Il eut un sursaut, comme si ma voix était une intruse dans son concerto personnel. Il secoua la tête, chassant les murmures qui lui parvenaient et eut un sourire détendu.

— Sûrement un ours ou un grizzli. Ils commencent à se réveiller. C’est bon signe.

— Bon signe ? Un grizzli qui a probablement extrêmement faim ?

— Pas de panique, ce n’est pas comme si nous l’intéressions, fit-il en se laissant tomber sur mon tronc d’arbre.

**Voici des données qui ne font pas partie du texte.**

PR #2429, opened 2021-11-29
Revert "Updated with new ankr RPC node"

backspace:
This reverts cardstack/cardstack#2427 for now until we can parameterise it.


habdelra:
@backspace @lukemelia the issue here is just the websocket URL. I think we should just rollback that. the HTTP URL's are actually working.

habdelra (approved):
looks good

Ishmail en pleine forêt, c’était quelque chose ! Lui aussi semblait métamorphosé par cette sortie. Il avait même un sourire franc ! Sa cicatrice ne tranchait plus autant. Ici, elle n’était qu’un fait de son expérience passée. Son odeur mentholée virevoltait autour de lui, accompagnée de son musc qui vibrait tout autour de lui, émettant des ondes reposantes. J’inspirai complètement ce cocktail détonnant et j’eus l’impression que mon aubépine était un peu plus forte que d’habitude. Du moins, j’avais envie de la répandre, comme une réponse à mon sentiment de plénitude. Nous étions à notre place, sans contraintes.

Il se pencha vers moi, croisant ses mains, coudes sur les genoux.

— Nous approchons de la zone de chasse habituelle du Collectif.

Je hochai la tête.

— Tu sais ce qui m’attendra pour cette nuit de Pleine Lune ? demandai-je, un chouïa trop anxieuse à mon goût.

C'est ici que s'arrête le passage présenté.